Input for this task -
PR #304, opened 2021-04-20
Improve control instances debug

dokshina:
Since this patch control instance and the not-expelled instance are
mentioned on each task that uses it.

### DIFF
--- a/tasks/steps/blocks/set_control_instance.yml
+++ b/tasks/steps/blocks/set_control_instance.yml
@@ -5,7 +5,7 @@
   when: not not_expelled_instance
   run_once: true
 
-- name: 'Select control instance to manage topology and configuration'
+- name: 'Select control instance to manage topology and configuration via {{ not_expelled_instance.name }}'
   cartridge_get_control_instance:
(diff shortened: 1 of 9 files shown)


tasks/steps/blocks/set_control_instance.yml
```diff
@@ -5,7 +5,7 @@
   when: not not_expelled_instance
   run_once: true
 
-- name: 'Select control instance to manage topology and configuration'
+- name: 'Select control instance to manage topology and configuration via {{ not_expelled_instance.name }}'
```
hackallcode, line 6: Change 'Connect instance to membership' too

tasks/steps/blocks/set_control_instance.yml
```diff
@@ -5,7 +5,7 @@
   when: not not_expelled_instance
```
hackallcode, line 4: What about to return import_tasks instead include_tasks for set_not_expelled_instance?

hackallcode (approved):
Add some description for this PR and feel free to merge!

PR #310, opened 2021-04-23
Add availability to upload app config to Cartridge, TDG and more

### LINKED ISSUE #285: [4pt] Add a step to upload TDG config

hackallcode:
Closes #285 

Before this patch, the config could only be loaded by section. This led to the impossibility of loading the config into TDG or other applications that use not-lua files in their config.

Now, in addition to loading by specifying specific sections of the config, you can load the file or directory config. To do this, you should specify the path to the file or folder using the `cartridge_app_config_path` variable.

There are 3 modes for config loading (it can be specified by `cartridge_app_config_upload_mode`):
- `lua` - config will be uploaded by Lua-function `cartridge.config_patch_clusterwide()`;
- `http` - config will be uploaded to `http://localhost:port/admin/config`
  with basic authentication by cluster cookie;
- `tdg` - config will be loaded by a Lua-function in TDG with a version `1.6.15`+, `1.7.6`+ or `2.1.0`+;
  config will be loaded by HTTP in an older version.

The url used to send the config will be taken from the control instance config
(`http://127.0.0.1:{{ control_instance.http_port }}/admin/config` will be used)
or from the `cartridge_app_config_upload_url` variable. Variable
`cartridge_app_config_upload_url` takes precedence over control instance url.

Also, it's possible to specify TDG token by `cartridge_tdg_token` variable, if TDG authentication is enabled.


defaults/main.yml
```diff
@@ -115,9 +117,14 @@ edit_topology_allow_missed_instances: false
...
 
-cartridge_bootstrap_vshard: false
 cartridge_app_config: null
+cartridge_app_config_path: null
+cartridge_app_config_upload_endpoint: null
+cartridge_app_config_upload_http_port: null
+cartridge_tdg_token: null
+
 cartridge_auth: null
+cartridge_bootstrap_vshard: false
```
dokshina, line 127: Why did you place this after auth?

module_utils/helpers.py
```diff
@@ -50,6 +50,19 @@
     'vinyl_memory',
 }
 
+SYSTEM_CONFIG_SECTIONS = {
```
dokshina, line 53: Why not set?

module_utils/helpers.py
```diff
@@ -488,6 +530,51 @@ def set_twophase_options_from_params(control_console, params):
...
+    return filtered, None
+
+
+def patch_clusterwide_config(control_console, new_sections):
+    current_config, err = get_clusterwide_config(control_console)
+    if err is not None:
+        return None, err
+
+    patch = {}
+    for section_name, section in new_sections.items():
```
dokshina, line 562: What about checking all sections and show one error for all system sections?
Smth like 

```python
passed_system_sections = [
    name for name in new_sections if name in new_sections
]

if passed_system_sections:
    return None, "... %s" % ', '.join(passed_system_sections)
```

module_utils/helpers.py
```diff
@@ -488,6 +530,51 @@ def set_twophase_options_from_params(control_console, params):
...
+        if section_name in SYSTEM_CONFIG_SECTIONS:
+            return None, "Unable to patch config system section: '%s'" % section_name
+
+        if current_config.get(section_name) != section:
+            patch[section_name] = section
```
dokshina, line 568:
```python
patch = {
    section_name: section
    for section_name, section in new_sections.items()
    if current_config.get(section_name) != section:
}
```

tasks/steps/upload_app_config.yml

Aim of the task -
All lines of the material that contain the string "dokshina" are to be copied.

Result -
dokshina:
dokshina, line 127: Why did you place this after auth?
dokshina, line 53: Why not set?
dokshina, line 562: What about checking all sections and show one error for all system sections?
dokshina, line 568:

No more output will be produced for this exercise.